Material for the task:

PR #1311, opened 2026-06-01
Add checkpoints v1.1 support to entire explain

computermode:
https://entire.io/gh/entireio/cli/trails/465

## Summary

Adds a v1.1 committed-checkpoint read path so `entire explain` reads from `refs/entire/checkpoints/v1.1` when `checkpoints_version` is `1.1`. When v1.1 is enabled, reads bind to the v1.1 custom ref and **never fall back to v1** — the v1.1 path is genuinely exercised rather than masked by a v1 fallback.

## Details

- `GitStore` gains a configurable `committedReadRef` for **reads only**. Writes and read-modify-write paths always target the v1 branch (the durable source of truth) and are mirrored to v1.1 separately by the write-time mirror.
- `NewCommittedReadStore` always binds reads to the v1.1 ref when v1.1 is enabled. Before returning, it best-effort **sync-then-reads**: advances the local-only v1.1 ref up to the v1 tip (seed when missing, advance when an ancestor, no-op when equal, leave a diverged ref as-is). Sync failures are logged, never gating the store choice — there is no v1 store fallback.
- The v1 tip for the sync is taken from the local v1 branch, or from `origin/entire/checkpoints/v1` when no local branch exists, so `entire explain` still works on a fresh clone whose v1 metadata is remote-only — without reading through a v1 store.
- `entire explain --generate` writes summaries through the v1 store (source of truth), then rebuilds the read store so v1.1 mode reloads the newly written summary after the next sync.
- The v1.1 custom ref keeps its local-only invariant: it is never pushed or fetched.

## Validation

- `go test ./cmd/entire/cli/checkpoint`
- `go test ./cmd/entire/cli -run Explain`
- `mise run lint`

Regression coverage: sync rules (seed, seed-from-origin, advance, equal, diverged, write-failure, no-v1-tip) and read-store behavior (ref selection, read equivalence with v1, remote-only metadata, and no-v1-fallback when the custom ref is unavailable or diverged).

### DIFF
--- a/cmd/entire/cli/checkpoint/committed_read_store.go
+++ b/cmd/entire/cli/checkpoint/committed_read_store.go
@@ -15,11 +15,13 @@ import (
 // NewCommittedReadStore returns a GitStore for reading committed checkpoints,
 // honoring the checkpoints_version setting.
 //
-// When v1.1 is enabled it first brings the local-only v1.1 custom ref up to the
-// v1 branch tip (sync-then-read). If the custom ref cannot be synced, or if it
-// has diverged from v1, reads fall back to the default v1 store so v1 remains
-// the source of truth and the existing remote-tracking fallback still applies.
-// When v1.1 is not enabled, this is the default v1 read store.
+// When v1.1 is enabled, committed reads resolve against the local-only v1.1
+// custom ref and NEVER fall back to v1: the store always binds to the v1.1 ref.
+// Before returning, it best-effort syncs that ref up to the v1 tip
+// (sync-then-read) so v1.1 carries v1's full history. v1 stays the source of
+// truth via the write-time mirror; reads stay on v1.1 so the v1.1 path is
+// genuinely exercised rather than masked by a v1 fallback. When v1.1 is not
+// enabled, this is the default v1 read store.
 //
 // Currently only the `entire explain` command reads through this factory. Other
 // read-only commands stay on NewGitStore (v1) for now and will be migrated in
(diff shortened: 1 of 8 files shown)


cmd/entire/cli/checkpoint/committed_read_store.go
```diff
@@ -0,0 +1,114 @@
...
+
+// NewCommittedReadStore returns a GitStore for reading committed checkpoints.
+// With checkpoints_version 1.1 it binds reads to the local-only v1.1 custom ref
+// (never falling back to v1) after best-effort syncing it to the v1 tip. Writes
+// still use NewGitStore (v1); only `entire explain` reads through this today.
+func NewCommittedReadStore(ctx context.Context, repo *git.Repository) *GitStore {
+	if !settings.MirrorsToV1CustomRef(ctx) {
+		return NewGitStore(repo)
+	}
+	syncV1CustomRefForRead(ctx, repo)
```
pfleidi: Is there a reason we're syncing the v1 branch with the custom ref when creating a new store. That seems like the constructor is a doing a bit too much work here.

cmd/entire/cli/checkpoint/store.go
```diff
@@ -12,11 +15,33 @@ var _ Store = (*GitStore)(nil)
...
 	blobFetcher BlobFetchFunc
+	// committedReadRef is the ref that committed-checkpoint *reads* resolve
+	// against. Defaults to the v1 branch; v1.1 read stores bind it to the
+	// local-only custom ref (paths.MetadataRefName).
+	//
+	// Writes intentionally do NOT use this ref: committed writes always target
+	// the v1 branch (the durable source of truth) and are mirrored to the v1.1
+	// custom ref separately by the strategy's write-time mirror. Pointing writes
+	// here would let a v1.1 read store write ahead of v1 and diverge from it.
+	committedReadRef plumbing.ReferenceName
```
pfleidi, line 26: Just as a general thought, not necessarily related to this particular change:

I've been wondering if it would make sense to have a general `committedRef` or something similar for rollouts swapping around the write order.

What I could imagine is having an iteration where we're defaulting to the v1.1 ref rather than the v1 branch going forward at some point. This doesn't need to happen in this PR, though.

pfleidi (dismissed):
I had two comments but only one question about the concrete changes to this PR. Looks great, otherwise!

cmd/entire/cli/checkpoint/store.go
computermode: Yeah that makes sense, I think keeping it out of scope for this PR makes sense for now and we can add it in a future one.

cmd/entire/cli/checkpoint/committed_read_store.go
computermode: Since the v1.1 ref isn't fetched/pushed at the moment, `git pull` will only pull in the v1 changes.. so this re-syncs v1.1 before we read from it. It's shared here because `explain` has multiple places we can read. I can pull it out separately as an explicit step if that's makes more sense.

pfleidi: Would it be possible doing that in a different code path outside of the constructor? I understand the reasoning behind doing it here but it feels like an unexpected side effect of calling the constructor. 🤔

pfleidi (approved):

Work task: Every line of the entries that includes "NewGitStore" must be copied into the answer.

Exercise output:
 // read-only commands stay on NewGitStore (v1) for now and will be migrated in
+// still use NewGitStore (v1); only `entire explain` reads through this today.
+		return NewGitStore(repo)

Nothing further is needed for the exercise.